Combining direct information (e.g., ratings, cuisine type, and restaurant metadata) with derived information (e.g., personality, topics, and food preferences) enriches the model’s feature space. Each component contributes unique, complementary information. Direct features reflect explicit user behaviour. Personality captures latent psychological tendencies influencing preferences. Food preferences and topics encompass nuanced, contextual, and sentiment-based cues. The integration of these heterogeneous data sources reduces feature sparsity, enabling the model to learn more robust and generalizable patterns, thereby improving predictive accuracy. Fusing diverse feature types enhances the model’s representational capacity and mitigates bias toward purely behavioural data. Models such as XGBoost can leverage interactions between structured and unstructured features to more accurately approximate user–item relevance. This multimodal fusion increases the model’s ability to generalise beyond observed ratings, which explains the consistent improvement over baseline methods that rely solely on direct features.
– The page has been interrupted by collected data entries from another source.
PR #148, opened 2026-06-08
Resolve issues: #24, #64, #82, #118, other fixes

### LINKED ISSUE #24: Inconsistencies between vertical dimension names
We have
```
     <standard_name name="vertical_dimension_for_radiation">
         <type kind="" units="count">integer</type>
      </standard_name>
      <standard_name name="vertical_interface_dimension_for_radiation">
         <type kind="" units="count">integer</type>
      </standard_name>
```
but what used to be `vertical_dimension` (without decorator) is now `vertical_layer_dimension`. This is inconsistent.

It's consistent for `vertical_interface_dimension` and `vertical_interface_dimension_for_radiation`.

### LINKED ISSUE #64: Need to replace the use of "volumetric" with "volume_fraction" when referring to soil quantities
According to the standard name rules, the use of the term `volume_fraction` is preferred over `volumetric`.  This  means that standard names that are currently using `volumetric_soil_X` should be replaced with standard names that use `volume_fraction_of_soil_X`.

Also, assuming the fix for this comes in after PR #60 then it might also help to move all of these land surface standard names to be underneath the new `land_surface` section as well, as opposed to the GFS type(s) section.

### LINKED ISSUE #82: `air_pressure_at_sea_level` or `air_pressure_at_mean_sea_level` or both?
As part of a recent code sprint, we adopted the `CCPP` name `air_pressure_at_sea_level`. This replaced the variable name `surface_pressure_at_mean_sea_level`. It was pointed out after the sprint that the new name omits `mean` and others have questioned why `mean` was removed. Based on post sprint discussion we have had in the UKMO, we feel the omission of `mean` is potentially ambiguous.

In further discussion with others in JEDI, it was also pointed out that according to the CF convention, `_sea_level` is short for `_mean_sea_level`, so they're the same and that `_sea_surface` is the instantaneous sea surface. Its not clear to me why `CF` have two names for the same thing other than one had been established and changing it was difficult (if someone knows the actual reason then please let me know).

While digging into the CCPP I see that this variable was added in 2021 via: https://github.com/ESCOMP/CCPPStandardNames/pull/10 so it is an established CCPP name. The suffex `at_sea_level` is a defined: https://github.com/ESCOMP/CCPPStandardNames/blob/583a37926449110445411b8efb4496b7e1497b93/StandardNamesRules.rst?plain=1#L173 although it does appear that it is only used by `air_pressure`.

Looking at the CCPP PR where this variable was added, there does not appear to be any discussion about the use of `mean` as we have highlighted here.

What do others think about this?

Tagging individuals involved in the original PR for further details and feedback: @cacraigucar @nusbaume @gold2718 @peverwhee 

and those involved in the code sprint for referabce: @svahl991 @mikecooke77 @fmahebert @ncrossette @rtodling @sking112 @danholdaway @travissluka @BenjaminTJohnson @stemiglio

Thanks, Steve

mkavulich:
## Description
Resolving several open issues and items noted on previous PRs:

 - Fix #24
   - Renaming "vertical_layer_dimension" to just "vertical_dimension" for consistency with other dimension names
   - Add a definition of "interface" for clarity
 - Fix #64
   - Replacing the use of  "volumetric" with "volume_fraction" where appropriate
 - Resolve #82 
   - Changed all mentions of "sea level" to "mean sea level" for clarity and consistency with CF standard names
 - Finish fixing #118 
   - Changing the remaining format statements to f-strings
 - Other fixes
   - Updating github action versions per comments on #145 
   - More appropriate error types for exceptions raised in `tools/lib/xml_tools.py`
   - Remove @mwaxmonsky and @mattldawson from CODEOWNERS

## Issues
Resolves #24, #64, #82, #118


.github/workflows/pull_request_ci.yml
```diff
@@ -13,10 +13,10 @@ jobs:
     runs-on: ubuntu-latest
     steps:
       - name: Checkout repository
-        uses: actions/checkout@v4
+        uses: actions/checkout@v6
```
climbfuji, line 16: Look how up to date we are!

climbfuji (commented):
I know this is just a draft, but I am happy with the changes.

mkavulich:
Thanks @climbfuji, I had forgotten a couple things in my original PR so I marked it as a draft while resolving those...the only differences between the original and the latest (ready for review) version is removing Mike W from the codeowners and changing all mentions of "sea level" to "mean sea level" (#82).

mkavulich:
@climbfuji Could you give this an official approval?

@nusbaume @svahl991 I'd appreciate a review when you get a chance, thanks!

climbfuji (approved):

tools/lib/xml_tools.py
```diff
@@ -64,26 +64,20 @@ def validate_xml_file(filename, schema_file, logger, error_on_noxmllint=False):
...
-        raise ValueError(f"validate_xml_file: Filename, '{filename}', does not exist")
-    if not os.access(filename, os.R_OK):
-        raise ValueError(f"validate_xml_file: Cannot open '{filename}'")
+        raise FileNotFoundError(f"validate_xml_file: Filename, '{filename}', does not exist")
     if not os.path.isfile(schema_file):
-        raise ValueError(f"validate_xml_file: Cannot find schema file {schema_file}")
-    if not os.access(schema_file, os.R_OK):
-        emsg = "validate_xml_file: Cannot open schema, '{}'"
-        raise ValueError(emsg.format(schema_file))
+        raise FileNotFoundError(f"validate_xml_file: Cannot find schema file {schema_file}")
```
nusbaume: I might put quotes around `{schema_file}` here in case a blank string was ever passed in by mistake:


```suggestion
        raise FileNotFoundError(f"validate_xml_file: Cannot find schema file '{schema_file}' ")
```

CODEOWNERS
```diff
@@ -3,7 +3,7 @@
 
 # These owners will be the default owners for everything in the repo.
 
-*       @cacraigucar @climbfuji @dustinswales @grantfirl @mattldawson @mkavulich @mwaxmonsky @nusbaume @peverwhee @MarekWlasak @svahl991 @ss421
+*       @cacraigucar @climbfuji @dustinswales @grantfirl @mattldawson @mkavulich @nusbaume @peverwhee @MarekWlasak @svahl991 @ss421
```
nusbaume: I would remove @mattldawson as well, as I don't believe he is with NCAR anymore.  I can look for an alternative NCAR chemistry representative in case we need one for future chemistry-related name changes/additions (which I can always add to the CODEOWNERS file in a later PR).

nusbaume (approved):
Thanks for the ping @mkavulich!  I have two optional requests, but otherwise this PR looks good to me.

svahl991 (approved):
Thanks!

CODEOWNERS
mkavulich: Yes, if you can think of people to ping I think that will be very helpful; it's been a while since a chemistry question has come up but it's good to have someone on hand.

The work presented evaluates various personality classification techniques to determine the most effective performer. Prominent ML techniques are evaluated using two methods for addressing imbalance. The paper extends our previous work [
20] that examines deep learning classifiers such as BERT by optimising its performance using different long text treatment strategies. Similar work that uses transferred learning through language models for text classification [
92] does not adequately address long-text challenges, resulting in inferior classification performance. This systematic evaluation of personality classifiers prior to labelling data contributes towards improved labelling, which is of paramount importance, as also highlighted in [
70]. The performance of our proposed personality classifier is better than ML classifiers and other baseline personality classification techniques, such as [
62], thereby giving us greater confidence in the labelling of the data.
Moreover, the method introduces an automated approach for identifying user preferences from eWOM text. Similarly, ref. [
50] utilises sentiment for food preference extraction and clustering to identify topics from online reviews; however, it does not jointly address the concept of personality, nor does it utilise a topic modelling technique such as STM that enables the association of metadata, such as sentiment, with topics to improve interpretability.s
Our results also show that a combination of direct and derived information from eWOM (i.e., personality, food preference, and opinions from topic modelling) enhances recommendation performance.